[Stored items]
┌────────
PR #883, opened 2024-09-30
refactor(User Dashboard Lists): properly remove Prices and Proof cards after delete

TTalex:
### What
In user dashboard lists:
- Deleting a proof did not visually remove the ProofCard and did not update the number of proofs
- Deleting a price did remove its card, but did not update the number of prices

In both cases, this is properly updated when refreshing the page.

To fix this, I'm forwarding the "delete" event all the way from the dialogs to the UserDashboardPriceList and UseDashboardProofList views.

The views then handle the event and remove the deleted element from their respective lists.

#### Price list before / after change

| Before | After | 
| --- | --- | 
| price-del-before |   price-del-after | 

#### Proof list before / after change

| Before | After | 
| --- | --- | 
| proof-del-before | proof-del-after |

### Notes
I'm not too sure on how this PR handles the edge cases when pagination takes effect. For example, what happens when deleting the last price of a page ?

### DIFF
--- a/src/components/PriceActionMenuButton.vue
+++ b/src/components/PriceActionMenuButton.vue
@@ -48,7 +48,7 @@
     v-if="deleteConfirmationDialog"
     v-model="deleteConfirmationDialog"
     :price="price"
-    @delete="showDeleteSuccessMessage"
+    @delete="handlePriceDelete"
     @close="closeDeleteConfirmationDialog"
   />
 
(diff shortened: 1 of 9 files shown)


TTalex:
Hmm, something's not great... looks like this solution eats the success messages, since they are part of the Cards components.

raphodn:
Honestly this subject is tricky, I remember we spent quite a lot of time on it with @dq18 , without totally satisfying results..

So no need to spend hours on it ;)

TTalex:
> So no need to spend hours on it ;)

Fair, I'll close the PR until we get more user feedback asking for a change :)

We'll probably find a better solution by then.

PR #906, opened 2024-10-01
fix: kill the landing page

raphael0202:


package.json
```diff
@@ -6,8 +6,8 @@
   "scripts": {
     "dev": "vite",
     "build": "vite build",
-    "build-staging": "vite build  --base=/app/ --mode preprod",
-    "build-prod": "vite build --base=/app/ --mode prod",
+    "build-staging": "vite build mode preprod",
```
raphodn, line 9: the CI issue is probably because you changed "--mode" to "mode"

raphodn: fix here : https://github.com/openfoodfacts/open-prices-frontend/commit/011d5a1e25419824670fc1956a7098225058a064

raphael0202: wow sorry for that :sweat_smile:

Issue #839, opened 2024-09-23
Dashboard : add extra filters on my proofs


raphodn:
### Story

Some users have many proofs, and want to easily filter through them (in order to find an existing proof for instance).

Currently there is only a filter to hide proofs with at least 1 price.

We could add new filters such as :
└────────
Wherever the word "views" occurs in the data above, copy the line it sits in.

**WRITTEN REPLY**
To fix this, I'm forwarding the "delete" event all the way from the dialogs to the UserDashboardPriceList and UseDashboardProofList views.
The views then handle the event and remove the deleted element from their respective lists.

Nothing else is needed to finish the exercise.